Active Imagination. Transforming fantasy into awareness (2)
Read here Active Imagination. Transforming fantasy into awareness (1)
Step 3. Ethical Attitude (Values)
In Active Imagination, this step of values and ethics is a very important one. Guided by ethics, the Ego protects the imaginative process in order to preserve its human aspect, to be constructive and not to slide into extremes.
The personified forces of the unconscious are amoral, and it is the Ego that brings the ethical, human and practical aspects into Active Imagination. Jung emphasized that the development of consciousness occurs in the presence of the ethical conflict – we become aware of the conflicting values, of attitudes and behaviors that put us in the position of making a moral decision. The ethical attitude, which is a principle of unity and consistency, is the one that brings balance between conflicting values.
How do we preserve the ethical aspect in Active Imagination?
• we are guided by attitudes and behaviors that are aligned with our values
• we give equal space to the unconscious aspects that arise
• we preserve human values that serve life (those that help us keep relationships alive and a healthy daily functioning)
We also have the right, but also the moral duty to ourselves, to fight back and introduce an ethical alternative when aspects of the unconscious arise that may negatively affect our important relationships or activities. We will listen to what an unconscious aspect has to say and refine that truth into a way that is civilized, humane, and acceptable.
Step 4. Integration (rituals)
The last step of Active Imagination encourages going beyond the abstract, giving it a concrete dimension, connected to everyday life, in the here and now.

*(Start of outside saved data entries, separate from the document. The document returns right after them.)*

PR #549, opened 2018-10-09
fix: switching between parcels and estate details

cazala:
This PR combines the `EstateDetailPage` and `ParcelDetailPage` under a parent `AssetDetailPage`. This removes some duplicated logic, and most importantly it prevents the `AssetPreviewHeader` (fka AssetDetailPage) to remount when switching between parcel and estate detail pages, preserving the zoom and avoiding the flickering.

I also took this change to split the EstateEditPage from the EstateDetailPage, since those are very different components with their own logic and purpose.


webapp/src/components/AssetDetailPage/AssetDetailPage.container.js
```diff
@@ -1,25 +1,25 @@
...
 import AssetDetailPage from './AssetDetailPage'
+import { ASSET_TYPES } from '../../shared/asset'
+import { buildCoordinate } from '../../shared/parcel'
 
-const mapState = (state, { asset }) => {
-  const { x, y } = getCenterCoords(asset)
+const mapState = (state, { location, match }) => {
+  const assetType = Object.keys(ASSET_TYPES)
+    .map(key => ASSET_TYPES[key])
+    .find(assetType => location.pathname.includes(ASSET_TYPES[assetType]))
```
NicoSantangelo: Support for old parcel URLs breaks!

image

shared/parcel.js
```diff
@@ -20,6 +20,10 @@ export function isParcel(asset) {
   )
 }
 
+export function isParcelId(id = '') {
+  return /^-?\d+,-?\d+$/.test(id)
```
NicoSantangelo: This makes me weary. We can have a new asset down the line that uses similar ids and the check will break.

To avoid this and the comment here https://github.com/decentraland/marketplace/pull/549/files#diff-59adc9d1d5a72a75a482f79a544fef9dR13 what do you think about adding the asset_type to the Routes?
Like this:

```jsx
<Route
  exact
  path={this.addLegacySupport(locations.buyParcel())}
  component={withAssetType(BuyParcelPage, ASSET_TYPE.parcel)}
/>
<Route
  exact
  path={this.addLegacySupport(locations.cancelSaleParcel())}
  component={withAssetType(CancelSaleEstatePage, ASSET_TYPE.parcel)}
/>
```

```js
function withAssetType(component, assetType) {
  return props => <Component assetType={assetType} {...props} />
}
```

or we can take a different approache, like using a `<RouteWithAssetType />`

```jsx
<RouteWithAssetType
  exact
  path={this.addLegacySupport(locations.cancelSaleParcel())}
  component={CancelSaleEstatePage}
  assetType=ASSET_TYPE.parcel}
/>
```

whatever you think is best

_code written on GitHub, use at your own risk_

webapp/src/modules/mortgage/sagas.js
```diff
@@ -230,5 +232,8 @@ function* handleClaimMortgageResolutionRequest(action) {
 }
 
 function* handleFetchParcelSuccess(action) {
-  yield put(fetchActiveParcelMortgagesRequest(action.x, action.y))
+  const loadingState = yield select(state => getLoading(state))
+  if (!isLoadingType(loadingState, FETCH_ACTIVE_PARCEL_MORTGAGES_REQUEST)) {
```
nachomazzara: Can we use the `take` instead of `takeLatest` effect to replace this? 

```js
 yield take(
      FETCH_ACTIVE_PARCEL_MORTGAGES_REQUEST,
      handleFetchActiveParcelMortgagesRequest
    )
```

shared/parcel.js
cazala: I used the `render` method of the `Route` component, because doing

```
function withAssetType(component, assetType) {
  return props => <Component assetType={assetType} {...props} />
}
```

that creates a new component on each render, which makes it to remount, bringing back the flickering and causing the internal state to be lost.

webapp/src/components/Parcel/Parcel.js
```diff
@@ -1,28 +1,20 @@
...
+    y: PropTypes.oneOfType([PropTypes.string, PropTypes.number])
   }
 
   render() {
-    const { parcel } = this.props
-    return (
-      <Asset value={parcel} isConnected={this.isConnected} {...this.props} />
-    )
+    let { id, x, y } = this.props
+    if (id == null && !isNaN(x) && !isNaN(y)) {
```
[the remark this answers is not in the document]
cazala: done

webapp/src/modules/mortgage/sagas.js
cazala: done

webapp/src/components/AssetDetailPage/AssetDetailPage.container.js
cazala: fixed in https://github.com/decentraland/marketplace/pull/549/commits/ec4510dc29ac78b6c0cf4d602d697628033c5b39

cazala:
Thanks for the review @NicoSantangelo and @nachomazzara! 
I addressed the requested changes and rebased to master.

webapp/src/components/AssetLoader/AssetLoader.container.js
```diff
@@ -0,0 +1,47 @@
...
+
+  return {
+    isLoading,
+    asset
+  }
+}
+
+const mapDispatch = (dispatch, { id, assetType }) => {
+  const isParcel = assetType === ASSET_TYPES.parcel
+  const [x, y] = isParcel ? splitCoordinate(id) : [null, null]
```
NicoSantangelo: I think this could be `const [x, y] = splitCoordinate(id)` because will return `[0, 0]` if id is not defined and you're already checking for `isParcel` below.

if we want to be extra sure we could add a toString() to splitCoordinate:


```diff
export function splitCoordinate(id) {
  let ids = [0, 0]
  if (id) {
-    ids = id.split(',').map(coord => parseInt(coord, 10))
+    ids = id.toString().split(',').map(coord => parseInt(coord, 10))
  }
  return ids
}
```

It can be a ritual or any other action that aims to integrate the essence of the dialogue into the “fabric” of external life. The integration of the experience into consciousness is necessary for the dialogue in Active Imagination to be truly valuable and to close symbolically.
This physical act can be a practical action or a symbolic act (the most powerful can be the simple, subtle ones).

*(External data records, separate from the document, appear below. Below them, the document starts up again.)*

PR #306, opened 2024-09-24
DEVOPS-28230 remove version validation

EvertonCalgarotto:
If NEW Claim and DBVersion="" version 15 is used instead
If EXISTING Claim and DBVersion= "" then version from Status.ActiveDB is used


internal/controller/databaseclaim_controller_test.go
```diff
@@ -131,11 +131,11 @@ var _ = Describe("DatabaseClaim Controller", func() {
 
 		})
 
-		It("Should fail to reconcile DB Claim missing dbVersion", func() {
+		It("Should succeed to reconcile DB Claim missing dbVersion", func() {
 			By("Reconciling the created resource")
 
 			_, err := controllerReconciler.Reconcile(ctx, reconcile.Request{NamespacedName: typeNamespacedName})
-			Expect(err).To(MatchError(".spec.dbVersion is a mandatory field and cannot be empty"))
+			Expect(err).NotTo(HaveOccurred())
```
drewwells, line 138: Probably better to still have some sort of error here. I believe the idea of this set of tests is to verify dbclaims update and can be fixed by changing their values. What can we do to continue to simulate that error MajorVersion `12`? Invalid database type?

pkg/databaseclaim/awsprovider.go
```diff
@@ -12,10 +12,13 @@ import (
 	_ "github.com/lib/pq"
 	"k8s.io/apimachinery/pkg/api/errors"
 	metav1 "k8s.io/apimachinery/pkg/apis/meta/v1"
+	"k8s.io/utils/ptr"
 	"sigs.k8s.io/controller-runtime/pkg/client"
 	"sigs.k8s.io/controller-runtime/pkg/log"
 )
 
+const defaultMajorVersion string = "15"
```
drewwells, line 20: Parameterize this in the helm chart. KTLO team is going to update this version over time and they shouldn't need to recompile the software to change this version.

pkg/databaseclaim/awsprovider.go
```diff
@@ -137,9 +135,9 @@ func (r *DatabaseClaimReconciler) manageDBClusterAWS(ctx context.Context, dbHost
 						DBClusterParameterGroupNameRef: &xpv1.Reference{
 							Name: pgName,
 						},
-						EngineVersion: &params.EngineVersion,
+						EngineVersion: (map[bool]*string{true: ptr.To(defaultMajorVersion), false: &params.DBVersion})[params.IsDefaultVersion],
```
drewwells, line 138: This is clever, but confusing. Can we just validate the params.DBVersion early in the workflow? If it's empty, set params.DBVersion=defaultMajorVersion

pkg/databaseclaim/databaseclaim.go
```diff
@@ -1116,11 +1116,11 @@ func (r *DatabaseClaimReconciler) getParameterGroupName(hostParams *hostparams.H
 
 	switch dbType {
 	case v1.Postgres:
-		return hostName + "-" + (strings.Split(hostParams.EngineVersion, "."))[0]
+		return hostName + "-" + (strings.Split(hostParams.DBVersion, "."))[0]
```
drewwells, line 1119: This is a panic waiting to happen, actually I think by default `DBVersion==15` would panic here. 

Do some sanity checks on the dbversion. Afterall, users can set this field

```
func (r *DatabaseClaimReconciler) getParameterGroupName(hostParams *hostparams.HostParams, dbClaim *v1.DatabaseClaim, dbType v1.DatabaseType) (string, error) {
    parts := strings.Split(hostParams.DBVersion, ".")
    if len(parts) != 2 {
       return "", fmt.Errorf("invalid db version found: %s", hostParams.DBVersion)
    }
   ...
```

pkg/hostparams/hostparams.go
```diff
@@ -99,27 +100,20 @@ func (p *HostParams) HasEngineChanged(activeEngine string) bool {
...
+	return activeEngine != p.Type
 }
 
 func (p *HostParams) HasVersionChanged(activeVersion string) bool {
-	if p.isDefaultVersion {
+	if p.IsDefaultVersion {
 		return false
 	}
-	return activeVersion != p.EngineVersion
+	return strings.Split(activeVersion, ".")[0] != strings.Split(p.DBVersion, ".")[0]
```
drewwells, line 110: unsafe use of indexing a slice. Maybe make a type, there's a lot of comparisons going around here

```
type Version struct {
  Major, Minor string
}
v := Version{Major:"15", "Minor: "3"}
return cmp.Equal(v.Major, "15")
```

drewwells (commented):
Some unsafe use of slices that will panic. Otherwise looks good

pkg/databaseclaim/databaseclaim.go
EvertonCalgarotto: wrote a test to show it works when it's 15 or 15.2 or 15.2.2 (invalid, but test is test)

pkg/hostparams/hostparams.go
EvertonCalgarotto: this works if the string is "", "15" or "15.2"
looks ugly, but works

drewwells (approved):

PR #324, opened 2024-10-01
PTEUDO-1562 rewrite migration logic of controller

drewwells:
The state machine was not being used effectively to go from the
    new cloud db step to the migration step. The controller now
    reconciles fully after a database is created and requeues. On
    next requeue, controller performs a migration to the new database.

    I attempted to identify issues storing, retrieiving and using db
    credentials. In all places possible, a uri dsn is now used. There
    is still significant cleanup in this regard. The usage of storing
    state in requestinfo needs to be eliminated. RequestInfo makes the
    code perform in a spaghetti fashion where you follow logic only to
    find it calling other states non-recurisvely or putting the dbc in
    a broken state when random errors occur.

    - fix grant/revoke superuser
    - support gcp alloydb roles
    - pass cloud into dbclient pkg calls
    - ignore sql revoke errors on non-cloud dbs
    - separate kubectl client for finding cloud based master credentials
    - push sql updatepassword when credentials are denied
    - always set status when existing reconcileNewDB
    - persist source user creds to secret at end of newdb for migration
    - bind psql containers to host IP so they can talk to each other
    - refactor ways credentials are divined from cluster
    - move mock sql roles into testdb runner
    - systemfunctions cleanup logic and logs
    - ignore errors during dbproxy shutdown

### DIFF
--- a/api/v1/databaseclaim_types.go
+++ b/api/v1/databaseclaim_types.go
@@ -17,6 +17,7 @@ limitations under the License.
 package v1
 
 import (
+	"errors"
 	"fmt"
 	"net/url"
 	"strings"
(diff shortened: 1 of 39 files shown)


drewwells:
Running this to see how we're doing on reliable helm tests
```
count=0; while make undeploy deploy helm-test; do ((count+=1)); done; echo "Command failed after $count successful executions"
```

PR #326, opened 2024-10-03
Changed to read db identifier prefix from system functions ib_env var

leandrorichardtoledo:


drewwells:
Can you take a look at the failed tests?

drewwells (approved):

PR #331, opened 2024-10-09
DEVOPS-28607 pass env into configmap

drewwells:


drewwells:
Verified this is working on box-3. Notice dbcluster now has an env identifier on it
```
k get dbcluster.rds box-3-example-regular-35d9a478
NAME                             READY   SYNCED   EXTERNAL-NAME                    AGE
box-3-example-regular-35d9a478   True    True     box-3-example-regular-35d9a478   81s
```

PR #336, opened 2024-10-16
PTEUDO-1616: update dsns when a new role claim is created

leandrorichardtoledo:
- https://infoblox.atlassian.net/browse/PTEUDO-1616


pkg/roleclaim/roleclaim.go
```diff
@@ -585,24 +581,53 @@ func (r *DbRoleClaimReconciler) copySourceSecret(ctx context.Context, sourceSecr
 	sourceSecretData := sourceSecret.Data
 
 	if newUser != "" {
+		oldUser := string(sourceSecretData["username"])
```
drewwells, line 584: This is a lot of duplication. How about
```
if newUser != "" || newPassword != "" {
```

pkg/roleclaim/roleclaim.go
```diff
@@ -585,24 +581,53 @@ func (r *DbRoleClaimReconciler) copySourceSecret(ctx context.Context, sourceSecr
...
+
 	if newPassword != "" {
+		oldPassword := string(sourceSecretData["password"])
+
+		dsn := string(sourceSecretData["dsn.txt"])
+		dsn = strings.Replace(dsn, "password="+oldPassword, "password="+newPassword, 1)
+		sourceSecretData["dsn.txt"] = []byte(dsn)
+
+		roDsn := string(sourceSecretData["ro_uri_dsn.txt"])
+		roDsn = strings.Replace(roDsn, oldPassword, newPassword, 1)
```
drewwells, line 609: You have to escape the passwords so they're URL safe. Please use the dbclient methods for populating DSN as they're verified to work.

https://github.com/infobloxopen/db-controller/blob/main/pkg/databaseclaim/secrets.go#L33-L34

drewwells (changes requested):
passwords need url escaping

pkg/roleclaim/roleclaim.go
leandrorichardtoledo: Refactored.

pkg/roleclaim/roleclaim.go
```diff
@@ -587,22 +583,36 @@ func (r *DbRoleClaimReconciler) copySourceSecret(ctx context.Context, sourceSecr
...
+	database := string(sourceSecretData["database"])
+	hostname := string(sourceSecretData["hostname"])
+	password := string(sourceSecretData["password"])
+	port := string(sourceSecretData["port"])
+	sslmode := string(sourceSecretData["sslmode"])
+	username := string(sourceSecretData["username"])
+
+	sourceSecretData["dsn.txt"] = []byte(dbclient.PostgresConnectionString(hostname, port, username, password, database, sslmode))
+	sourceSecretData["uri_dsn.txt"] = []byte(dbclient.PostgresURI(hostname, port, username, password, database, sslmode))
+	if sourceSecretData["ro_uri_dsn.txt"] != nil {
```
drewwells, line 600: I think default of []byte is nil, so this is always going to be nil

pkg/roleclaim/roleclaim.go
```diff
@@ -587,22 +583,36 @@ func (r *DbRoleClaimReconciler) copySourceSecret(ctx context.Context, sourceSecr
...
+		sourceSecretData["ro_uri_dsn.txt"] = []byte(dbclient.PostgresURI(hostname, port, username, password, database, sslmode))
```
drewwells, line 601: `ro_uri_dsn.txt` is different than `uri_dsn.txt` 
https://github.com/infobloxopen/db-controller/blob/main/pkg/databaseclaim/secrets.go#L37

drewwells (commented):
ro dsn needs a little work

PR #353, opened 2024-10-31
Leandro/close admin db connection

leandrorichardtoledo:


pkg/dbclient/client.go
```diff
@@ -961,11 +961,27 @@ func (pc *client) RevokeAccessToRole(username, rolename string) error {
 }
 
 func (pc *client) Close() error {
+	var err error
+
 	if pc.DB != nil {
-		return pc.DB.Close()
+		if dbErr := pc.DB.Close(); dbErr != nil {
+			pc.log.Error(dbErr, "could not close DB")
+			err = fmt.Errorf("could not close DB: %w", dbErr)
```
drewwells, line 969:
```suggestion
			errs = append(errs, fmt.Errorf("could not user client conn: %w", dbErr))
```

pkg/dbclient/client.go
```diff
@@ -961,11 +961,27 @@ func (pc *client) RevokeAccessToRole(username, rolename string) error {
...
+	}
+
+	if pc.adminDB != nil {
+		if adminErr := pc.adminDB.Close(); adminErr != nil {
+			pc.log.Error(adminErr, "could not close admin DB")
+			if err != nil {
+				err = fmt.Errorf("%v; %w", err, adminErr)
+			} else {
+				err = fmt.Errorf("could not close admin DB: %w", adminErr)
+			}
```
drewwells, line 980:
```suggestion
			errs = append(errs, adminErr)
```

pkg/dbclient/client.go
```diff
@@ -961,11 +961,27 @@ func (pc *client) RevokeAccessToRole(username, rolename string) error {
...
+		}
 	}
 
-	return fmt.Errorf("can't close nil DB")
+	return err
```
drewwells, line 984:
```suggestion
        // This will be nil if all errs are nil
	return errors.Join(errs)
```

drewwells (changes requested):
Go has some clumsy methods for list of errors

drewwells (approved):

PR #356, opened 2024-11-09
PTEUDO-1991 drop database prior to restoring it

drewwells:
When a database is partially or fully restored, we fail
    to migrate to it. To support migration to existing dbs,
    we will drop the database. This requires dropping all
    current connections to the database in the process.

    Add a migration test to a previously migrated database.


drewwells:
Dropping the database was more pain than it was worth. I think we can get by with dropping the schema BEFORE attempting a restore. The schemas will be recreated by name as the role associated with the application.

drewwells:
Kind of a lot of changes, let's do this after the 1.10.1 release

PR #362, opened 2024-11-18
PTEUDO-1658: update dashboard

leandrorichardtoledo:


drewwells (approved):

helm/db-controller/values.yaml
```diff
@@ -184,3 +184,5 @@ controllerConfig:
     ib_env: "{{ .Values.env }}"
     ib_lifecycle: "{{ .Values.lifecycle }}"
 
+dashboard:
+  enabled: true
```
drewwells, line 188:
```suggestion
  enabled: false
```
Don't want to add a dependency if it's not needed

It is important not to act out the needs and conflicts as they appeared in Active Imagination, but to look at them symbolically, to extract their essence and meaning and then to integrate them into our conscious life. Therefore, it is important that in this dialogue with the unconscious we do not use images of people we know, because there is a risk of confusion between the level of imagination and the lebvel of the physical, external world. Thus, this last step of Active Imagination is linked to the previous step (ethical attitude), in which we bring our values that serve the process of self-knowledge and emotional maturity.